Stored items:
↓↓↓

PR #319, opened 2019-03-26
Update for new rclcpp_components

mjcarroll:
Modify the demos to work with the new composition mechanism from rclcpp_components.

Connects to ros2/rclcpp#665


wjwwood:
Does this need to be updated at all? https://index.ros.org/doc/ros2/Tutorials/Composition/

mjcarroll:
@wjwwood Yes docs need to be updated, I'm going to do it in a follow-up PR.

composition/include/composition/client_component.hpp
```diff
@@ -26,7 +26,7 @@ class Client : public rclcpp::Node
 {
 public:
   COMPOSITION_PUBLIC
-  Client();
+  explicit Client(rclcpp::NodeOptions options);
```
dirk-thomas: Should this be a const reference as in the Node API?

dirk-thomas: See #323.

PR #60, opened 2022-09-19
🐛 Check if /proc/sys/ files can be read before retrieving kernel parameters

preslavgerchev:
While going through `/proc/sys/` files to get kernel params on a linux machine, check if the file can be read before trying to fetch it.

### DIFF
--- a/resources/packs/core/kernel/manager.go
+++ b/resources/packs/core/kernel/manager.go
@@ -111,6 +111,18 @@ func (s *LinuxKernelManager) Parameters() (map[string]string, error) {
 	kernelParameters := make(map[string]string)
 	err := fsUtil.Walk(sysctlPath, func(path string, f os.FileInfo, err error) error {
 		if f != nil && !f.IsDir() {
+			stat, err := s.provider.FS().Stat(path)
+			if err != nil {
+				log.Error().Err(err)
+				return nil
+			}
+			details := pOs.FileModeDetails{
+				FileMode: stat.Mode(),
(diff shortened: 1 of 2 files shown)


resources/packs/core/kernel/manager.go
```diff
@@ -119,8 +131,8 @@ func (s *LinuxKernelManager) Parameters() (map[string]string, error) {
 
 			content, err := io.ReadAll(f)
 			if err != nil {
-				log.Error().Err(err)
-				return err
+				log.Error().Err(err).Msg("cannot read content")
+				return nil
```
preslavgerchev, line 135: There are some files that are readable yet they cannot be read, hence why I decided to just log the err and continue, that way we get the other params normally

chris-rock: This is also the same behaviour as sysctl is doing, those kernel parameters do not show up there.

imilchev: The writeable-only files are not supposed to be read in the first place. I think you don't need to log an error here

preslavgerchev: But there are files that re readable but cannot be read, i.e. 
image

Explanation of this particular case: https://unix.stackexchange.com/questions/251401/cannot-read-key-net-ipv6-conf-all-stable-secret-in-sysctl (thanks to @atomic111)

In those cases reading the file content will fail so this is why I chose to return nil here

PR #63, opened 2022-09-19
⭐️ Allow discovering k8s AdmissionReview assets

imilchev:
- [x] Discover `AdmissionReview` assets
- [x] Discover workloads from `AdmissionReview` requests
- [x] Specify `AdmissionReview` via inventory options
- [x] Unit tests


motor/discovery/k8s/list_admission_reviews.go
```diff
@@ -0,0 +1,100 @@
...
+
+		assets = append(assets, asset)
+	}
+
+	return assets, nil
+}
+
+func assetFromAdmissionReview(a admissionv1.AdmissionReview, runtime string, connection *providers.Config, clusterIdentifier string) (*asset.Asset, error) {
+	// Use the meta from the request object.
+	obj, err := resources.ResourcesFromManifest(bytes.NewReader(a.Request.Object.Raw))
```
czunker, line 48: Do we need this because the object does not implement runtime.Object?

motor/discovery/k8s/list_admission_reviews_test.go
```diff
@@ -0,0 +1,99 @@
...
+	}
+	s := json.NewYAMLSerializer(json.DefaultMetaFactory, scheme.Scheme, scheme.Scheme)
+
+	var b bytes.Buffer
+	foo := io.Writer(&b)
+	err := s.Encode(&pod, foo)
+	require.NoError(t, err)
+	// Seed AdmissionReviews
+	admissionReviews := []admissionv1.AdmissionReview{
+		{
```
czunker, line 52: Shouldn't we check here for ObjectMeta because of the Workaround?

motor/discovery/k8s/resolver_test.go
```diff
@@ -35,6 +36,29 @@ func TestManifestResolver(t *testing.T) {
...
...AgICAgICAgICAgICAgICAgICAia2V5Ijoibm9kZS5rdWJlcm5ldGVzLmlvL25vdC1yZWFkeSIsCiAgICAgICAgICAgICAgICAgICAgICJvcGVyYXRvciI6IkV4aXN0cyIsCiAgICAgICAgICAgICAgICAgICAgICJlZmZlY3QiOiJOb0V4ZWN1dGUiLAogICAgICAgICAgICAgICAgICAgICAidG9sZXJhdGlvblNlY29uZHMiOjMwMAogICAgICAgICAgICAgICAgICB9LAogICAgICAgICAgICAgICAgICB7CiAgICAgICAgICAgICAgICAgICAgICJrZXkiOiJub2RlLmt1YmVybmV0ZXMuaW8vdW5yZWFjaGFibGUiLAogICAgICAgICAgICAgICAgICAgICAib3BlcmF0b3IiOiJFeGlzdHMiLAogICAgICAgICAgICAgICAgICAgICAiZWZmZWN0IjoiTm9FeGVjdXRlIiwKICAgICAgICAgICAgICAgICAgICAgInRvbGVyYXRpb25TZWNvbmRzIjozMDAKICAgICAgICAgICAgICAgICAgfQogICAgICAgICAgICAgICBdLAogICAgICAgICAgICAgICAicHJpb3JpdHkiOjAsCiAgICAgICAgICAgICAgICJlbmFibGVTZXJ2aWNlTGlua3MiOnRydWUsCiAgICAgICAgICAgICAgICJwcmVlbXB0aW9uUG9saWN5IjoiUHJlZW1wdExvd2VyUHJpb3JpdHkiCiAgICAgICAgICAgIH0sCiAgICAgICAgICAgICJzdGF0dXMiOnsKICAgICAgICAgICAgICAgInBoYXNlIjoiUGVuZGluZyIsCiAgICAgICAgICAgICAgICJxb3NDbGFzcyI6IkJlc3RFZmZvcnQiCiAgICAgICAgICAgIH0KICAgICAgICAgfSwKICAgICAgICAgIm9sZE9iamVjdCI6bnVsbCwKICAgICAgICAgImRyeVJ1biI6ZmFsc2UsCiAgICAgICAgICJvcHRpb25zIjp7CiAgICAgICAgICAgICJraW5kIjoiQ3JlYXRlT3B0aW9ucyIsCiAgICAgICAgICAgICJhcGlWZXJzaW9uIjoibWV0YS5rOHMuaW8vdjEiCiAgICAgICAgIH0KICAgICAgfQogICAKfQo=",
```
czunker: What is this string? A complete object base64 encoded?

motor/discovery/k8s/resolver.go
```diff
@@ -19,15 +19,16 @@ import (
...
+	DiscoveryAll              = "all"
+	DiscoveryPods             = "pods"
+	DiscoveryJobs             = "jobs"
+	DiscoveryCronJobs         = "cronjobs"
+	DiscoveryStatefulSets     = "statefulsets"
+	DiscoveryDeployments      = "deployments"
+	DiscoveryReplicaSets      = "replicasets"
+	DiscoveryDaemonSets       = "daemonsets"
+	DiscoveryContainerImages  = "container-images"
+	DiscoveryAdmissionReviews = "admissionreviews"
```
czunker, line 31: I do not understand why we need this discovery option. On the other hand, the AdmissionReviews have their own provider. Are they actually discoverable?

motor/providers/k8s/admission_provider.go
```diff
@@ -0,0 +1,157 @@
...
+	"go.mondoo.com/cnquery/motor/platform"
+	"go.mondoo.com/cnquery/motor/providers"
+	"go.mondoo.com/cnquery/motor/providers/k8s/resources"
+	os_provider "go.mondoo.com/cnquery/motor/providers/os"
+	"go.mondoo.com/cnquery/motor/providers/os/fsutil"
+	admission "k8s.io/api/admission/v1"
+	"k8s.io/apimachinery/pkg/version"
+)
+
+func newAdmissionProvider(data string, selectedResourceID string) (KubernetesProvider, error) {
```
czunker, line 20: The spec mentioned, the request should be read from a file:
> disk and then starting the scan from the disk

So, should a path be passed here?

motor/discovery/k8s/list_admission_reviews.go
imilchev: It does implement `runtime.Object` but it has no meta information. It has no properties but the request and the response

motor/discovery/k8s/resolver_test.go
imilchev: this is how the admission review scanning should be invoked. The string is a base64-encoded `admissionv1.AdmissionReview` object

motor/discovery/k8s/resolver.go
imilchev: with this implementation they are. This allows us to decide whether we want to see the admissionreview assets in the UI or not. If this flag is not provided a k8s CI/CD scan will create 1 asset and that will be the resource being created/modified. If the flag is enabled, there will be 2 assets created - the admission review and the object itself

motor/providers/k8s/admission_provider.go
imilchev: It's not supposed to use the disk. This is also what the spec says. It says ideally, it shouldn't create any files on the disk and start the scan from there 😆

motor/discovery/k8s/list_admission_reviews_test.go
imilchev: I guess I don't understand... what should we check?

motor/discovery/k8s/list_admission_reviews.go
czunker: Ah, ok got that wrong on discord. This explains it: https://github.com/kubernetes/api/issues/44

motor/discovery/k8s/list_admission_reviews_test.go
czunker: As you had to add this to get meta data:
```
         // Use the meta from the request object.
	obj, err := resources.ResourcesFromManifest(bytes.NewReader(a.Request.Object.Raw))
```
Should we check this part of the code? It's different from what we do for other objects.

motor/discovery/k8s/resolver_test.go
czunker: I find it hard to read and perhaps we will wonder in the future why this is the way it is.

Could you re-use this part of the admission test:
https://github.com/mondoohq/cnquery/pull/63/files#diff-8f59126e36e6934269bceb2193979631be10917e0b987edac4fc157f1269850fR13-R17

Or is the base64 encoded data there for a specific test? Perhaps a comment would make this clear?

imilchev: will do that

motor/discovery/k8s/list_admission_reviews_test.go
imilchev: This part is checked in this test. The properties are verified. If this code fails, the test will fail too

↑↑↑

The problem: Your answer consists solely of the lines from the top of the records above through the line that contains "kernelParameters := make(map[string]string)", each echoed exactly.

Output:
PR #319, opened 2019-03-26
Update for new rclcpp_components

mjcarroll:
Modify the demos to work with the new composition mechanism from rclcpp_components.

Connects to ros2/rclcpp#665


wjwwood:
Does this need to be updated at all? https://index.ros.org/doc/ros2/Tutorials/Composition/

mjcarroll:
@wjwwood Yes docs need to be updated, I'm going to do it in a follow-up PR.

composition/include/composition/client_component.hpp
```diff
@@ -26,7 +26,7 @@ class Client : public rclcpp::Node
 {
 public:
   COMPOSITION_PUBLIC
-  Client();
+  explicit Client(rclcpp::NodeOptions options);
```
dirk-thomas: Should this be a const reference as in the Node API?

dirk-thomas: See #323.

PR #60, opened 2022-09-19
🐛 Check if /proc/sys/ files can be read before retrieving kernel parameters

preslavgerchev:
While going through `/proc/sys/` files to get kernel params on a linux machine, check if the file can be read before trying to fetch it.

### DIFF
--- a/resources/packs/core/kernel/manager.go
+++ b/resources/packs/core/kernel/manager.go
@@ -111,6 +111,18 @@ func (s *LinuxKernelManager) Parameters() (map[string]string, error) {
 	kernelParameters := make(map[string]string)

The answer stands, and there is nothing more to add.